1. Sorry About All That
What would you do if you knew with absolute certainty that you would not live through the night? Would you spend your last hours with loved ones, or maybe try to cram as much living as possible into the time you had left? In the case of Dr. Faustus, he's spending the time offering an apology to a crowd. The good doctor has been a bad man, looking the other way while evil flourished in the world.

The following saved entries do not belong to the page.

PR #673, opened 2022-02-01
fix draw-interactions

thiloSchlemmer:
Fixing issues with user-interactions while drawing->selecting->drawing...

OlDrawHandler: 

- use _setSelection, setSelection and this._select.getFeatures().clear in correct manner
- introduce _setSelected-Method for calls, where feature is not in vectorsource per ID available

DrawToolContent: 

- add clearDescription to tool.activate-function to reset Description for each new Drawing
- symbolSrc is now created on each drawing-type and call of changeColor

IconService:

- start loading of icons in constructor-call to enable access in getIconResult-method

draw.action/draw.reducer: 

- add clearDescription()

add/update tests


alsturm (commented):
very nice. still one Problem..  

Wehen click at tow overlapping Geometrys both of them are going to be selected...

taulinger (commented):
without checking functionality, I can say that code and test coverage looks good
(geometryInfo.css needs to be linted)

thiloSchlemmer:
> very nice. still one Problem..
> 
> Wehen click at tow overlapping Geometrys both of them are going to be selected...

ahh...thanks a lot, i missed that and will change it ASAP!

alsturm (approved):

PR #679, opened 2022-02-02
add Provider for Metric Units in Bvv-Style

thiloSchlemmer:


taulinger (changes requested):
Let's make the UnitsServie configurable in the same way we have it in other Services, e.g. `MapService`
This means in our case we have to define two provider functions (area, distance) that are set in the constructor of a service. Don't use/extend the ConfigService for that cases 🤓

src/services/provider/units.provider.js
```diff
@@ -0,0 +1,89 @@
...
+* Appends the metric unit of area to the specified number with bvv defined decimals
+* @param {number} area the area value
+* @returns {String} the formatted value
+*/
+export const bvvAreaUnitsProvider = (area) => {
+	const asSquaredKilometer = (areaValue) => {
+		return (Math.round((areaValue / Squaredkilometer_In_Squaredmeters) * 100) / 100).toFixed(3) + ' ' + 'km&sup2;';
+	};
+	const asSquaredMeter = (areaValue) => {
+		return areaValue > 1 ? (Math.round(areaValue * 100) / 100).toFixed(0) + ' ' + 'm&sup2;' : areaValue > 0.5 ? '1 m&sup2;' : '0.5 m&sup2;';
```
taulinger, line 30: line is not fully covered

src/services/provider/units.provider.js
```diff
@@ -0,0 +1,89 @@
...
+		if (decimals) {
+			formatted = (Math.round((distance / Kilometer_In_Meters) * 100) / 100).toFixed(decimals) + ' ' + 'km';
+		}
+		else {
+			formatted = (Math.round((distance / Kilometer_In_Meters) * 100) / 100) + ' ' + 'km';
+		}
+	}
+	else {
+		if (decimals) {
+			formatted = distance !== 0 ? (Math.round(distance * 100) / 100).toFixed(decimals) + ' ' + 'm' : '0 m';
```
taulinger, line 54: line is not fully covered

taulinger (commented):
Looks good now 👍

Evil here is personified by Mephistopheles, a servant of hell who waits until Faustus' time expires and the demon can take his soul. The Mickle Maher one-act play "An Apology for the Course and Outcome of Certain Events Delivered by Doctor John Faustus on This His Final Evening
" is performed by Midnight Company at 7 p.m. Thursday and 8 p.m. Friday and Saturday (September 20 to 29) at the Monocle (4150 Manchester Avenue; www.midnightcompany.com
) as part of Faustival. Following "Apology/Faustus" is another Maher one-act, "The Hunchback Variations," which sees Beethoven and the Hunchback of Notre Dame discuss their individual attempts to create "a mysterious sound," efforts hampered by the deafness of both men. Tickets for the double bill are $15.
2. Dine and Dance
Karlovsky & Company Dance celebrates its fifteenth straight year of bringing free dance to the public with this year's two Dine on Dance
shows. As is tradition, the company will perform a program of newly choreographed, site-specific pieces at Strauss Park (Washington and North Grand boulevards; www.karlovskydance.org
) at noon on Friday, September 21. This year's choreographers are Vance Baldwin and Elise Marie Ringenberg, Dawn Karlovsky and dance historian Alice Bloch. Performing traditional folk dances of Colombia, Grupo Atlantico will make a special appearance, while a new piece by Ashley Tate features dance students from the Grand Center Arts Academy. Admission is free, so quit staring at the internet and go outside to get some culture under some sun. A second performance minus the arts-academy students takes place at noon on Friday, September 28, at the Old Post Office Plaza (Ninth and Locust streets).
3. Meat Me in St. Louis
Karlovsky & Company Dance brings site-specific dance to Strauss Park on Friday.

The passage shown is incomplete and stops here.